2005 film directed by Bruno Barreto

Romeo and Juliet Get Married (O Casamento de Romeu e Julieta; lit. 'The marriage of Romeo and Juliet') is a 2005 Brazilian film directed by Bruno Barreto and starring Luana Piovani and Marco Ricca. The film is loosely based on the William Shakespeare play, Romeo and Juliet, set in São Paulo amid two feuding soccer clubs, Palmeiras and Corinthians.

==Plot==
The film takes place in 1999. The tomboyish, outgoing Julieta is the daughter of a member of the Palmeiras soccer club board. She is constantly frustrated by what she sees as institutional bias against women in soccer. One day while watching her beloved Palmeiras, she is struck by a handsome man, Romeu, whom she sees rooting for the Palmeiras' chief rivals, the Corinthians. After meeting the same man again in the middle of an eye exam, Julieta and Romeu quickly become a couple. However, in order to avoid incurring the wrath of her parents, Romeu is forced to pretend to be an adoring Palmeiras fan, an increasingly difficult task for the die-hard Corinthiano.
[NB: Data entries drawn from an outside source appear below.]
Issue #755, opened 2024-01-02
Simtools-prod uses always main for image generation


GernotMaier:
The docker container simtools-prod is always generated using the main branch, see [here](https://github.com/gammasim/simtools/blob/c1b42a652bab8638e3e69e7e0d16a17b961b30d7/docker/Dockerfile-prod#L11).

This might lead to failure of the integration test during the action workflow to generate and deploy containers (see [this test](https://github.com/gammasim/simtools/blob/c1b42a652bab8638e3e69e7e0d16a17b961b30d7/.github/workflows/build-docker-images.yml#L79)) for cases in which notable changes are introduced in a branch (note: this is the integration test used to test the container, not our general integration testing).

Suggest to replace 'main' with the current branch. This should be fine, as we push only images for release and merge-to-main to the package repository.

orelgueta:
> Suggest to replace 'main' with the current branch. This should be fine, as we push only images for release and merge-to-main to the package repository.

That sounds good. We just have to make sure that we indeed do not push those "interim" images. We sometimes had trouble with that in the past.

GernotMaier:
The current settings are:

```
push:
    ${{ github.event_name == 'release' || github.event_name == 'workflow_dispatch' || github.event.pull_request.merged == true }}
```

I think we agree that 'release' and 'merge-to-main' are good triggers. 'workflow dispatch' is the manual trigger of the workflow, which is needed for testing. I suggest to remove 'workflow dispatch' from the push line (and add it only if needed for testing). OK?

orelgueta:
> The current settings are:
> 
> ```
> push:
>     ${{ github.event_name == 'release' || github.event_name == 'workflow_dispatch' || github.event.pull_request.merged == true }}
> ```

Yes I remember that these are the settings, but I think in the past I had trouble with `github.event.pull_request.merged`, so hopefully it was just a stupid mistake I had then.


> I think we agree that 'release' and 'merge-to-main' are good triggers. 'workflow dispatch' is the manual trigger of the workflow, which is needed for testing. I suggest to remove 'workflow dispatch' from the push line (and add it only if needed for testing). OK?

That's fine.

PR #756, opened 2024-01-03
Set branch for simtools-prod testing

GernotMaier:
Addresses issue #755 

For testing, the container simtools-prod used until always the main branch, even if another branch should be tested. This merge request introduces a build arg for the container building which is set in the github workflow to the current branch.

### DIFF
--- a/.github/workflows/build-docker-images.yml
+++ b/.github/workflows/build-docker-images.yml
@@ -70,7 +70,7 @@ jobs:
         if: matrix.type == 'prod'
         with:
           context: .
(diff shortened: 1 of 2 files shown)


GernotMaier:
As a confirmation that this works, I am attaching here the screen shot of the corresponding build (or scroll through [here](https://github.com/gammasim/simtools/actions/runs/7395995637/job/20120271399).

Screenshot 2024-01-03 at 11 16 21

orelgueta (approved):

Finally, Romeu is forced to admit his true allegiance to Julieta's father on a turbulent plane flight following the Palmeiras' disastrous defeat in an international match in Tokyo (the 1999 Intercontinental Cup). Romeu and Julieta are shunned by both members of their family, including Romeu's spry grandmother. Eventually the two families face off in a heated confrontation outside Romeu's apartment, an argument that is escalated particularly after it is revealed that Julieta is pregnant.

Eventually, the two feuding families are able to rally around their love for both Romeu and Julieta, even if they are unable to look past their different sport affiliations.